══ Material for this task ══

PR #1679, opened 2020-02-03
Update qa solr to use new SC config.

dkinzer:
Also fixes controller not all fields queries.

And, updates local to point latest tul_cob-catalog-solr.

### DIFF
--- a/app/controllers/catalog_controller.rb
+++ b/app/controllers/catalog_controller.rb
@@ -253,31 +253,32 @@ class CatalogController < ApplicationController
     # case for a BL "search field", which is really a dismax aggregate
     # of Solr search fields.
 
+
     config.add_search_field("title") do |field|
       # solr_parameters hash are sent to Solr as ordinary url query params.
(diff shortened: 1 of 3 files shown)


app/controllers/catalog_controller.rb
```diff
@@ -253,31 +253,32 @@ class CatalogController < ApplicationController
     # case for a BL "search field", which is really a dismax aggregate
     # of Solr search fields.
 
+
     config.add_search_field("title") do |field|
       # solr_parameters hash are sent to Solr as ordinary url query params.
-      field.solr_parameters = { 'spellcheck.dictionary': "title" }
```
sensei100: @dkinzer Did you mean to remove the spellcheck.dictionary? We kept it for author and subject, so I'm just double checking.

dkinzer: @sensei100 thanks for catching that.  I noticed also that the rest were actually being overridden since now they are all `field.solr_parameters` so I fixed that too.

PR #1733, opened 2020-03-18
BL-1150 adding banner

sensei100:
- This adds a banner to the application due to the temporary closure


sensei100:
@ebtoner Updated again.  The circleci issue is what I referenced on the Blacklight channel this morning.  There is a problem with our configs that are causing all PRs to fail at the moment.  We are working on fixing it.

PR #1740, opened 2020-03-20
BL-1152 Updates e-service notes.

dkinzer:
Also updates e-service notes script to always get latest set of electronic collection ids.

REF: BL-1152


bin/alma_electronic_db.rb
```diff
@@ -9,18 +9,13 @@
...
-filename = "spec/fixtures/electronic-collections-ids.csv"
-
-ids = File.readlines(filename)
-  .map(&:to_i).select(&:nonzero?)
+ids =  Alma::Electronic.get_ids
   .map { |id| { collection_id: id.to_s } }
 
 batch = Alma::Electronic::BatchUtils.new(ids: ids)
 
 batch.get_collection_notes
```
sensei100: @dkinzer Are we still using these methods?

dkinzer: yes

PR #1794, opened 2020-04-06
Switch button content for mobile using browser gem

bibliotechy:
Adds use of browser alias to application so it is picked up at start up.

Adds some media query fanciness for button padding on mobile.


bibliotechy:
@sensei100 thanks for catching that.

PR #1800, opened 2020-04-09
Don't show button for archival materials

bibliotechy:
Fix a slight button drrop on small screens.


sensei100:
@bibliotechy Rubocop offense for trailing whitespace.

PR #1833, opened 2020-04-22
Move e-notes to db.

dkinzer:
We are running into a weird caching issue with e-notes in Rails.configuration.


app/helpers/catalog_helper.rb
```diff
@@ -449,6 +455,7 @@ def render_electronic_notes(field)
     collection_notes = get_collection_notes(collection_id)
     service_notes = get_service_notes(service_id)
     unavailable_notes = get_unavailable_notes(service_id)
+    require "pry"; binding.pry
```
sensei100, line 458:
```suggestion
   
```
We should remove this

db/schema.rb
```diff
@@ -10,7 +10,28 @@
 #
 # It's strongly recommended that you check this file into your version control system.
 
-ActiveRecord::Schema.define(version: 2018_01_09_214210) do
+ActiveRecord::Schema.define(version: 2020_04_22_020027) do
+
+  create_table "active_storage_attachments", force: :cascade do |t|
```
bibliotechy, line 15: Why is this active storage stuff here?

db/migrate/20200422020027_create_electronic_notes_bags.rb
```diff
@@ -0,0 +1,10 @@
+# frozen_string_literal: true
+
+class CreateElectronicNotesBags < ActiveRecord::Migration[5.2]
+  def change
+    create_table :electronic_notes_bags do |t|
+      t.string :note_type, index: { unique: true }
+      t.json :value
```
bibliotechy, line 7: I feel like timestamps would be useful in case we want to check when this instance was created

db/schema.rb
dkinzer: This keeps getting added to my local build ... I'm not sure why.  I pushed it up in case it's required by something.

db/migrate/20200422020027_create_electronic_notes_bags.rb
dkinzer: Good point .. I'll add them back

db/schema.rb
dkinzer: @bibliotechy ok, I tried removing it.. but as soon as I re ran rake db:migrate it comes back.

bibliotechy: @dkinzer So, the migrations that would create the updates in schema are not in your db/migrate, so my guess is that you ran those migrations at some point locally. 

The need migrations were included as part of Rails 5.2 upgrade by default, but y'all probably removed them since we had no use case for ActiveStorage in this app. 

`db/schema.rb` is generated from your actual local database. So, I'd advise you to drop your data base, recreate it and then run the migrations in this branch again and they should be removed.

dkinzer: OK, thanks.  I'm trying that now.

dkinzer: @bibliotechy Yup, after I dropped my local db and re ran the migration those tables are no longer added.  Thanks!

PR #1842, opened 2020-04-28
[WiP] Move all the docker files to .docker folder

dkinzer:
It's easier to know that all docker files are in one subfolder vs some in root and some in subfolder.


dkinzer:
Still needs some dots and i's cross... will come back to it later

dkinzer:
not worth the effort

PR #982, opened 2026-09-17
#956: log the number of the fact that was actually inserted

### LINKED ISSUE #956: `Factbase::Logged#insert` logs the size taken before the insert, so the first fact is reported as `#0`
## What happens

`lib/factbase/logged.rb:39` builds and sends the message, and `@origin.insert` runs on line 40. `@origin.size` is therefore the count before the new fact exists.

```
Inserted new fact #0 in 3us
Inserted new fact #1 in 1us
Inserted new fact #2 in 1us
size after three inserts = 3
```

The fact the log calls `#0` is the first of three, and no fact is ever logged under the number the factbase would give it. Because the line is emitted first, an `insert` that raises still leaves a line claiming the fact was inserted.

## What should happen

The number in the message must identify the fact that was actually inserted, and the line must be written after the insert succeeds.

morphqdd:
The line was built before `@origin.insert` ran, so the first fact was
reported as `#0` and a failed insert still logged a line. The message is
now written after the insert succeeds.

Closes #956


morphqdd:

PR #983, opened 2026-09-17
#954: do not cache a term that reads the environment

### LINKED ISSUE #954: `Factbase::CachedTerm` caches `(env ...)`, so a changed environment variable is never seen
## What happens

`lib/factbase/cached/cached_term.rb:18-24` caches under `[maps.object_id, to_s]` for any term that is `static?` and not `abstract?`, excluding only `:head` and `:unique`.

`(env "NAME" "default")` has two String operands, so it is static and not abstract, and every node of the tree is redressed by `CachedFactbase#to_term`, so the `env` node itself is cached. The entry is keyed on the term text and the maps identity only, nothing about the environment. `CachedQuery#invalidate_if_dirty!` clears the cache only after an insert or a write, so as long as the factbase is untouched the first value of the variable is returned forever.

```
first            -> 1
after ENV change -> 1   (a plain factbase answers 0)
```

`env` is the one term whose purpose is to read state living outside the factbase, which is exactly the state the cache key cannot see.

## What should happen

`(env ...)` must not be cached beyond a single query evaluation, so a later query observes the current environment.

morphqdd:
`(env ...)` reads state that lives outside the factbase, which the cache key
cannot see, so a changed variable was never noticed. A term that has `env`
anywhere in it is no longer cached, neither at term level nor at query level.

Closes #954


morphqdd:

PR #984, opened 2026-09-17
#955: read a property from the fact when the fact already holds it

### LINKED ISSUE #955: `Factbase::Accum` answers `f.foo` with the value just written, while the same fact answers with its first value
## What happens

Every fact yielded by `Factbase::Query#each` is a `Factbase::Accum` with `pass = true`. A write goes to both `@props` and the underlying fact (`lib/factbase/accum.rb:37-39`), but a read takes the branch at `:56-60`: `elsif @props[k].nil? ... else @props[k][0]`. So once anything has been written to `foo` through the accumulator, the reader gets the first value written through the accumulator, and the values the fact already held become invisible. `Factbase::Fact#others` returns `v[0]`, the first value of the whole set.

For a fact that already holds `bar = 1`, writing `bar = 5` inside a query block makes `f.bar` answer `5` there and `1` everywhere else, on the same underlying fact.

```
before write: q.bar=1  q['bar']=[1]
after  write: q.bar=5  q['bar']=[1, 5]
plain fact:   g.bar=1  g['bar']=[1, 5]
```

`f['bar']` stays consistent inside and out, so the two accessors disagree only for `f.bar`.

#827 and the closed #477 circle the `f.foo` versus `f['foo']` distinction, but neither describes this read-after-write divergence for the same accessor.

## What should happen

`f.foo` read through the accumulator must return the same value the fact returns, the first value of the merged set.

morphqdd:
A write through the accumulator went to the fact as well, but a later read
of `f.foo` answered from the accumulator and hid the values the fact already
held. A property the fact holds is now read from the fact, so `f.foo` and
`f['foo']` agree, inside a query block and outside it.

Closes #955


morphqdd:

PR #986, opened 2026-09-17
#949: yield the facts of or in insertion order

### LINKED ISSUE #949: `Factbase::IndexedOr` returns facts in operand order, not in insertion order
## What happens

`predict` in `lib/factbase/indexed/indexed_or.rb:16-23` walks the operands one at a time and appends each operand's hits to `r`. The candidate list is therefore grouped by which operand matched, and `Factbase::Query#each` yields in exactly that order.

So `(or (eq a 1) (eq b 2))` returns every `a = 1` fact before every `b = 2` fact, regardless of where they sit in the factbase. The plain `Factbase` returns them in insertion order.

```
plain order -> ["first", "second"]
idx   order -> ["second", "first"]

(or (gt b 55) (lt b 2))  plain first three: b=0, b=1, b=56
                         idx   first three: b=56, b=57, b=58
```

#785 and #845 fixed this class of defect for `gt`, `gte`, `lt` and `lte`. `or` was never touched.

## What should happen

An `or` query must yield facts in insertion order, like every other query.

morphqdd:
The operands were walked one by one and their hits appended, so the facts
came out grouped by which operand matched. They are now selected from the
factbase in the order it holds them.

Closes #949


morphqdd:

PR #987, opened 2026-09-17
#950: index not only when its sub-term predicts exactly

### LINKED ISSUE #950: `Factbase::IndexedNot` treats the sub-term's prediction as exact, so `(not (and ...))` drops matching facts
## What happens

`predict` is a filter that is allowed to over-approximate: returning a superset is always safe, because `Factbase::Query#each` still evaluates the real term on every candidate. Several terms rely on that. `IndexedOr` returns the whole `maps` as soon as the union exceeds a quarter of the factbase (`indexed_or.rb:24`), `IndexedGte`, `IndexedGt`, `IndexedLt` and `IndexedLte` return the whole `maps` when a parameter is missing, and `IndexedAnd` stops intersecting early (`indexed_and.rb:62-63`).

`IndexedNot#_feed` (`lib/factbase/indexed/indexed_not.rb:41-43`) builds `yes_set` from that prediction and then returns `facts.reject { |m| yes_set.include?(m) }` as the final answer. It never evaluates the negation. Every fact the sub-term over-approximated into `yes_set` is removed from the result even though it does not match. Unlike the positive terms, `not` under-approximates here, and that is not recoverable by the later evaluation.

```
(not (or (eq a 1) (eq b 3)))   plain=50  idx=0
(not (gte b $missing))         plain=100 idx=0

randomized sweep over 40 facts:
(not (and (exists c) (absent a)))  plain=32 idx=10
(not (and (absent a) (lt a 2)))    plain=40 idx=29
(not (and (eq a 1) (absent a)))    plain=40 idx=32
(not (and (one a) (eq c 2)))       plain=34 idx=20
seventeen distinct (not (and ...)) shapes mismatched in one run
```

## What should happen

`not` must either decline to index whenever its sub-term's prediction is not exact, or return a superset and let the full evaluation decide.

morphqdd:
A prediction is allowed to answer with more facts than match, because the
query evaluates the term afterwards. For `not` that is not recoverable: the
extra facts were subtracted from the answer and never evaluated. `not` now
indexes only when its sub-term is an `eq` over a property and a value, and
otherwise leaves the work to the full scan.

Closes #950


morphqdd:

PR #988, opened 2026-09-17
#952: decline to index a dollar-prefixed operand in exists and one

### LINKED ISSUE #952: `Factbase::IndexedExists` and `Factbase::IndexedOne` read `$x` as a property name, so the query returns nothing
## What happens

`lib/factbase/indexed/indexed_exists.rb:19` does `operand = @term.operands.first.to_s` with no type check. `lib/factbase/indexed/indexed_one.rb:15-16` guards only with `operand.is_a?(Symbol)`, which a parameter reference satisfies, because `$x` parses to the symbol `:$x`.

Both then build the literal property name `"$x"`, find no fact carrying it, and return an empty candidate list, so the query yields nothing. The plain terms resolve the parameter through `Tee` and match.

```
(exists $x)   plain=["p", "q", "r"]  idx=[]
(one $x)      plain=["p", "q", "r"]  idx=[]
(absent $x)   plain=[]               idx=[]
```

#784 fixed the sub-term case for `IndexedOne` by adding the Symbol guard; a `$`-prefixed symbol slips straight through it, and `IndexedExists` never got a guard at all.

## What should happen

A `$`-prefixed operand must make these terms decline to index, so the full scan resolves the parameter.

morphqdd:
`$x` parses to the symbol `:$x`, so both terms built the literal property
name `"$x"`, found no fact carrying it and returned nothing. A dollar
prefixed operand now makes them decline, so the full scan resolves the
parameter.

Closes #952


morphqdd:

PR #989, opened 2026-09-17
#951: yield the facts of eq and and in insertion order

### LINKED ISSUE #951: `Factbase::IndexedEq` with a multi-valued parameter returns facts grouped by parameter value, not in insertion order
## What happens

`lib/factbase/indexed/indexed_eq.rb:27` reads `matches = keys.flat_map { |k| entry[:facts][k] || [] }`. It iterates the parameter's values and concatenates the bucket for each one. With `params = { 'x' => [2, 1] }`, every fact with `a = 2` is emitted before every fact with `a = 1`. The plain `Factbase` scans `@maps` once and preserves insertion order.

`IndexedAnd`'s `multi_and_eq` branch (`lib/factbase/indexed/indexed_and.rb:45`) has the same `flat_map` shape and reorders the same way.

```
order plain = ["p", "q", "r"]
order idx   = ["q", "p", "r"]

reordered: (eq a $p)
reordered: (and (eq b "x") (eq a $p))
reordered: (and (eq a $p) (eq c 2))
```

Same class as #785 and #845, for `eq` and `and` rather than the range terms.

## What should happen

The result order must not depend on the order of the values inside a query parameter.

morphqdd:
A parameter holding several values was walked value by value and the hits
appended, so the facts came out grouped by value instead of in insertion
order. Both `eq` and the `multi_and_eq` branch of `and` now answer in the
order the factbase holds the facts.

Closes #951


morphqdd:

═══

Work required:
Search the lines above for the string "appended", then show every one that has it.

Exercise response:
The operands were walked one by one and their hits appended, so the facts
appended, so the facts came out grouped by value instead of in insertion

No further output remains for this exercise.